***** Extracted data

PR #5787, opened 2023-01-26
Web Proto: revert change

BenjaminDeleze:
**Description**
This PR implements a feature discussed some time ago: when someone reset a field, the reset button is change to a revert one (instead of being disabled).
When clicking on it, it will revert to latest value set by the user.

**********

- _Activity_:
Set down the data once more, exactly as shown above.

- _Solution for this exercise_:
PR #5787, opened 2023-01-26
Web Proto: revert change

BenjaminDeleze:
**Description**
This PR implements a feature discussed some time ago: when someone reset a field, the reset button is change to a revert one (instead of being disabled).
When clicking on it, it will revert to latest value set by the user.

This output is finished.